# daemon prince psychic powers



## chaos vince (Jun 10, 2008)

in a tzeench list what do you think would be a better combo for a prince, wind and bolt of change, doombolt and bolt of change, or wind and doom bolt


----------



## warsmith-893 (Sep 7, 2008)

it all depends on what u want him to do. wind is good for when u charge infantry but bolt of change is good for tank hunting.

i like to go with warptime and wind or doom bolt. just my daemon my destroys scoring units.


----------



## chaos vince (Jun 10, 2008)

right now i'm looking at a way to help out against horde armies or marines w/ lots of troops vs. what is the best buy for the points. the prince in question has wings and mark t btw.


----------



## warsmith-893 (Sep 7, 2008)

go for mk of tzenntch, wings, warptime to re-roll failed hits and wounds and wind of chaos because its good at killing hordes.

or or for mk of nurgle, wings and nurgles rot for killing horde armies


----------



## chaos vince (Jun 10, 2008)

thanks, i think i'm going to stick with mark t and wind but i might switch out bolt of change for doombolt


----------



## Hailo-15 (Aug 4, 2008)

i play with wings MoT, Warptime and Wind (210 points) i clear easily 500 points on the table with my DP or you could go with a havoc squad of 4 missile launchers with krak and get a DP with mark of slaanesh and lash of submission huddle them up and blast them to the high heavens with the havocs :victory:


----------



## chaos vince (Jun 10, 2008)

my heavy's are already full up, and there's a second prince with lash. i thry to avoid takinng warp time cause with this list i try to keep the princes out of cc


----------



## Sieg (Dec 3, 2007)

why on earth would u want to keep the DP's out of CC? That is probably their best area in the game. Evey time i use a DP getting it into CC is my first priority.


----------



## Hailo-15 (Aug 4, 2008)

Sieg said:


> why on earth would u want to keep the DP's out of CC? That is probably their best area in the game. Evey time i use a DP getting it into CC is my first priority.


Amen brother he is built for CC but people have there own preference so we gotta show support for all our Chaos Marine Brothers.

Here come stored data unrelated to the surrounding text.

PR #2369, opened 2020-08-10
GLSLANG_EXPORT for C APIs.

ezdiy:
Fixes FFI breakage introduced in #2283

### DIFF
--- a/SPIRV/CInterface/spirv_c_interface.cpp
+++ b/SPIRV/CInterface/spirv_c_interface.cpp
@@ -79,7 +79,7 @@ static EShLanguage c_shader_stage(glslang_stage_t stage)
     return EShLangCount;
 }
 
-void glslang_program_SPIRV_generate(glslang_program_t* program, glslang_stage_t stage)
+GLSLANG_EXPORT void glslang_program_SPIRV_generate(glslang_program_t* program, glslang_stage_t stage)
 {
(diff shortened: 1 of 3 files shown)


johnkslang:
We normally have 11 or twelve checks, but this only saw 2.  This PR though is a good candidate to see running on more bots, somehow, before merging.

@ben-clayton is taking a break right now, but would also be nice to have his input on the change itself.

ben-clayton:
@johnkslang - you need to apply the "kokoro: run" label for the other bots to run. 
The change LGTM.

ezdiy:
One issue currently not taken into account is https://github.com/KhronosGroup/glslang/blob/master/StandAlone/resource_limits_c.h

This compiles into `libglslang-default-resource-limits.so` currently not under `-fvisibility=hidden` regime in the makefiles, hence exports still working (at least on linux, not so sure about win32). Making it export properly would ideally involve collapsing all that into `glslang_c_interface.c` / `glslang_c_interface.h`, as the separation to additional library looks to me like some temporary workaround to deal with circular dependency yet to be refactored. Alternatively turn whole C api into separate library that has its own linking mode - ie even if c++ is static, c-export may be dynamic, and perhaps make that a cmake default.

The reasoning here is that FFI from non-C languages (think LWJGL...) *demand* shared c-export library, yet don't care about nature of t he c++ side whatsoever.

Back on topic whatever you choose man is cool the most important thing you do is what makes you enjoy the game more  k:


Goodluck mate


----------



## chaos vince (Jun 10, 2008)

i guess keep him out of cc was the wrong way to say that, i prefer to use that prince(i'm running 2) for fire support and then hit units after they're shot up. i almost always charge with the lash prince


----------



## Galahad (Dec 21, 2006)

The Army List forums are for Army Lists *only*. This is not an army list.
Moved to Tactics.

For the record, I like MoT, Wings, Winds of Chaos and Warptime.

The daemon prince is an assault monster, pure and simple. The wings get him into assault fasater, Warptime makes his assault infinitely more lethal, and the Winds of Chaos supplement his assault capability by clearing out a big swathe of the defenders before he moves in...and when combined with Warptime is insanely lethal.

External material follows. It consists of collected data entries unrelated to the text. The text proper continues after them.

PR #2371, opened 2020-08-14
Use --test-root to pass files to Bazel tests.

RafaelMarinheiro:
The current implementation makes tests fail when it is imported from a different Bazel workspace.
We fix that by using the --test-root flag to pass the rootpath to the tests.

### DIFF
--- a/BUILD.bazel
+++ b/BUILD.bazel
@@ -51,7 +51,10 @@ py_binary(
 
 genrule(
     name = "gen_build_info_h",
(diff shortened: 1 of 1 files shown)


johnkslang:
This seems to have broken the Bazel test.  See https://source.cloud.google.com/results/invocations/d0633006-b45c-4f57-b00a-66c2153ba1d8/targets.

Is this legitimate?  Should we revert it?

Kills tanks and troops with equal effectiveness.

Short of lash abuse, it's about the most effective power combo in the game, for my money.


----------



## cooldudeskillz (Jun 7, 2008)

go for warptime,wind and wings, most powerful daemon prince ever and all opponents fear him:victory:


----------



## liefmike (Aug 5, 2008)

I really think that if you want to make him shooty or cc oriented you should take warp time. Re-rolling hits AND wounds for the entire turn? Awesome.

Much luck bro


----------



## darklove (May 7, 2008)

Is this for CSM or Daemon army?


----------



## Galahad (Dec 21, 2006)

This thread was moved from the Chaos Space Marine Lists forum (people really need to pay attention to where they post)


----------



## darklove (May 7, 2008)

Ok, thx. I was confused because Princes do not have psichic powers in the Daemon Codex, they have gifts which they use as if they were war gear (so no chance of failure etc.).


----------



## Galahad (Dec 21, 2006)

CSM princes get one (or two for tzeentch...or zero for khorne) psychic power, and optional wings.


----------



## chaos vince (Jun 10, 2008)

thanks for all the input guys, i apreciate the help.


----------



## Citizen Snips (Jul 31, 2008)

Wind, Bolt, and Rot get pricey. Ive ran warp time and doombolt virtually every game. Again, the prince marks and abilitys all depends on your enemy. Tzeentch one vs Tau sucks, because their 5 str rifles pick you off easily and you ned up having to take a ton of armor saves. If your worried about hordes, Id have to say a nurgle with rot is your best. Most can only wound on a 6+ and you have a 6 in death zone, so if 30 models want to come at ya, all 30 have to worry about a hit, not just 4 or 5.


----------



## DaemonsR'us (Jan 25, 2007)

Hope you realize warptime allows you to reroll your winds hits... against horde armies thats almost garuntee for your winds hits to wound, AND then he gets to reroll all his CC attacks, why you would not take warptime i dont know :laugh:


----------



## snuggles (Apr 29, 2008)

I take warp time and Gift of chaos. 

warp time insures survivability and Gift of chaos KIcks Ass


----------



## LeeHarvey (Jul 25, 2008)

I prefer Taking the Mark of Tzeentch and giving him Warp Time and Bolt of Change. That way, whatever stands in his path has a good chance of being destroyed.


----------



## Galahad (Dec 21, 2006)

Bolt of Change is a nice power, but better suited for 1kson aspiring sorcerers or,, maybe a sorcerer HQ (but ICs tend to be made for CC, so I prefer closer ranged abilities).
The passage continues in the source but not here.